I am going through old journal entries and found this. I wrote this in California at the end of summer 2010...while living in an RV in Ocean Beach, San Diego...it was an intense journey in which all barriers between fantasy and fiction dissolved. (FYI: Mordemus and Paetreyl are characters in my novel)
Disclaimer: any viewpoints insinuated in this piece may or may not represent where and who I am now, in 2014. My life is far different then it used to be...but I still have times as a writer when fiction and reality are completely blurred so I find my experiences in 2010 pretty fascinating.
What is there to say?
I was brought to my knees and surrounded by love. Awed by it, as I rocked back and forth on a green lawn of a park in Ocean Beach, and wept. I could hardly breathe. Then I stopped breathing. My physical body disintegrated. I stopped existing. The fertility goddess, the Queen of Everything, clutched me to her bosom, nestled me within her womb. The air shimmered with the rainbow music of my soul My throat opened into a wide, colorful spinning hole, a portal between all worlds. Mordemus wielded the Dawnbreaker, his crystal sword, and sliced away all the fear, he took away every concern, he protected me from all deviance. I felt secure while I floated in a sea of pulsating bright light, emboldened with the stern strength of my greatest guardian. That's when I saw the Manchild come, the seraph spoken of in Ancient Prophecy: my little one, Paetreyl. He was swollen with power, aching with love. A golden shadow, darkness with twinkles. I recognized him and my breath caught in my throat with a sob. I reached out to him, and he reached back and together we became One, in a way that has not happened in years.
“The Collective yearns for thee!”
Paetreyl and I rested together in the womb of the Goddess for what seemed like eternity. Together we worked through our karma, TOGETHER, we toured the beauty of our wild soul. For yes, it is indeed true: we share a soul together. I see this so clearly now. It is why we are connected with each other and can communicate, despite the distance of our two worlds. We blended and words falter; it was beyond ecstasy. I have never felt such love in all my life directed towards me by another being, whom I love just as completely. We are One. He is the other half of my soul. This I've always known, but now it is imprinted upon my heart as truth.
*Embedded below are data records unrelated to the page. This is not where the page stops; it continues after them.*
PR #285, opened 2017-06-22
Yask integration phase2

FabioLuporini:
* Support for data movement through YaskGrids, which basically wrap YASK Grid objects and act like numpy arrays. Why wrapping was preferred over inheritance? see comments in code, but basically to avoid wasting twice as much memory, because of the difference in storage layouts (what YASK uses and what the users wanna see)
* Add tests!
* Update to more recent YASK API
* Handle many more types of grids
* Many other small features

Next step: restructuring our source directory in a way that YASK acts like a different backend, not just a different sequence of DLE passes.

### DIFF
--- a/devito/dle/backends/yask.py
+++ b/devito/dle/backends/yask.py
@@ -1,3 +1,4 @@
+import numpy as np
 from sympy import Indexed
 
 from devito.dimension import LoweredDimension
@@ -13,6 +14,8 @@ try:
     fac = yask.node_factory()
 except ImportError:
     yask = None
+
+__all__ = ['YaskRewriter', 'yaskarray']
 
 
 class YaskRewriter(BasicRewriter):
@@ -117,3 +120,22 @@ class sympy2yask(object):
                 raise NotImplementedError
 
         return run(expr)
+
+
+class yaskarray(np.ndarray):
+
+    """
+    An implementation of a ``numpy.ndarray`` suitable for the YASK storage layout.
+
+    This subclass follows the ``numpy`` rules for subclasses detailed at: ::
+
+        https://docs.scipy.org/doc/numpy/user/basics.subclassing.html
+    """
+
+    def __new__(cls, array):
+        # Input array is an already formed ndarray instance
+        # We first cast to be our class type
+        return np.asarray(array).view(cls)
+
+    def __array_finalize__(self, obj):
+        if obj is None: return
--- a/devito/dle/backends/yask.py
+++ b/devito/dle/backends/yask.py
@@ -1,10 +1,12 @@
+import os
+
 import numpy as np
 from sympy import Indexed
 
 from devito.dimension import LoweredDimension
 from devito.dle import retrieve_iteration_tree
 from devito.dle.backends import BasicRewriter, dle_pass
-from devito.logger import dle_warning
+from devito.logger import dle, dle_warning
 from devito.visitors import FindSymbols
 
 try:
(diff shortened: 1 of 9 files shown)


devito/dle/backends/yask.py
```diff
@@ -1,27 +1,190 @@
...
+            self.grid.set_elements_in_slice(val, start, stop)
+        elif all(i == j-1 for i, j in zip(shape, self.shape)):
+            debug("YaskGrid: Setting full-array to given scalar via single grid sweep")
+            self.grid.set_all_elements_same(val)
+        else:
+            debug("YaskGrid: Setting block to given scalar via index [%s]" % str(index))
+            self.grid.set_elements_in_slice_same(val, start, stop)
+
+    def __getslice__(self, start, stop):
+        if stop == sys.maxint:
```
mlange05: Where does this behaviour come from? Is this some kind of default behaviour? Not a showstopper, just curious...

devito/dle/backends/yask.py
```diff
@@ -93,27 +258,164 @@ def nary2binary(args, op):
...
+        import yask_compiler as yc
+        # YASK compiler factories
+        cfac = yc.yc_factory()
+        nfac = yc.yc_node_factory()
+    except ImportError:
+        _force_exit("Python YASK compiler bindings")
+
+    try:
+        # Set directory for generated code
+        path = os.path.join(os.environ['YASK_HOME'], 'src', 'kernel', 'gen')
```
mlange05: Should `YASK_HOME` come from our `parameters` dictionary? Not necessarily required now, but probably good to fixup before we set this live.

devito/dle/backends/yask.py
```diff
@@ -93,27 +258,164 @@ def nary2binary(args, op):
...
+def _force_exit(emsg):
+    """
+    Handle fatal errors.
+    """
+    raise DLEException("YASK Error [%s]. Exiting..." % emsg)
+
+
+# Generic utility functions
+
+def convert_multislice(multislice, shape, mode='get'):
```
mlange05: Would be good to have a docstring detailing the index conventions. I can see `+1` and `-1` terms below, so it would be nice to document why and/or how indexing/slicing conventions differ.

devito/interfaces.py
```diff
@@ -302,7 +302,23 @@ def _indices(cls, **kwargs):
 
     def _allocate_memory(self):
         """Allocate memory in terms of numpy ndarrays."""
+        from devito.parameters import configuration
```
mlange05: Should this import be at the top of the file? This is called often, so no point keeping it in the function.The import below is fine though.

tests/test_yask.py
```diff
@@ -0,0 +1,96 @@
+import numpy as np
+from sympy import Eq
+
+import pytest  # noqa
+
+from devito import Operator, DenseData, x, y, z
+from devito.dle import YaskGrid
+from devito.parameters import configuration, defaults
+
+pexpect = pytest.importorskip('yask_compiler')  # Run only if YASK is available
```
mlange05: I take it this needs upstream changes before we can set it live in travis? Just curious...

devito/dle/backends/yask.py
FabioLuporini: I found it in some "official docs", which now I can't find again, argh. 
Here's a pointer though : https://stackoverflow.com/questions/25597815/slice-endpoints-invisibly-truncated

In practice, this is something you need to do to match NumPy's behaviour. I should have added a comment

devito/dle/backends/yask.py
FabioLuporini: Yes, this is how it will work
When YASK will be ready, probably we'll update the installation instructions to ship a virtual env, with these magic variables automatically set

devito/dle/backends/yask.py
```diff
@@ -93,27 +258,164 @@ def nary2binary(args, op):
...
+        path = os.path.join(os.environ['YASK_HOME'], 'src', 'kernel', 'gen')
+        if not os.path.exists(path):
+            os.makedirs(path)
+    except KeyError:
+        _force_exit("Missing YASK_HOME")
+
+    # Create a new stencil solution
+    soln = cfac.new_solution("Hook")
+    soln.set_step_dim("t")
+    soln.set_domain_dims(*[str(i) for i in dimensions])  # TODO: YASK only accepts x,y,z
```
FabioLuporini: Correct. Yes, will do.

devito/dle/backends/yask.py
FabioLuporini: OK

devito/interfaces.py
FabioLuporini: cyclic imports unfortunately, which didn't seem trivial to fix. So I'll attack them in the future

However, I would expect _allocate_memory to be called only a few times, on startup?

tests/test_yask.py
FabioLuporini: Yes, because YASK must be available to run these tests

FabioLuporini:
@mlange05 I've significantly improved the documentation, as per your suggestions.

If you're fine with this, I'd wait for Travis to be happy again, then I'd like to merge this PR

mlange05:
Nice, thanks. Good to go once green.

FabioLuporini:
OK, merging...

FabioLuporini:
Merged.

I will never forget it. I will never forget the way my throat opened to a huge spinning hole that spewed nothing but pure creativity and love. I will never forget the openness I felt there. It was better then anything, the huge gaping hole in my throat, spinning and spinning. I saw how it is my divine duty to nurture this open throat. The open throat felt so amazingly wonderful. I nestled deep inside the Womb-Tomb of the Goddess; and died. I did not care; it was all so beautiful, so so lovely. I lost it. Who I thought I was, my plans for my life, where I wanted to be or go. It was all gone, vanished in that loving embrace of the Queen of Everything. The Queen of Everything in my story, is in my life. The story took me, claimed me as its own. I gave my soul over to the Queen. I knelt and worshiped Her like I never have before. Paetreyl and I both serve the Goddess. I saw this clearly, like I was finally looking through a clean window after years of squinting to see what was on the other side.
So much became self-evident to me. I am in love. Absolutely in rapture! With Paetreyl, with the Queen, with my sanga, and with my purpose in life. The Queen of Everything gave me my divine purpose: I am to nurture my open throat. I am to keep it spinning. So that's why I share all this with you, unflinching, unafraid. I have my guardian Mordemus the Dawnbreaker at one side, and the Manchild Paetreyl at the other. There is nothing you can say to me which will hurt me. It is what it is. Take this story for what you wish. My mission is simply to express it. That is my satisfaction.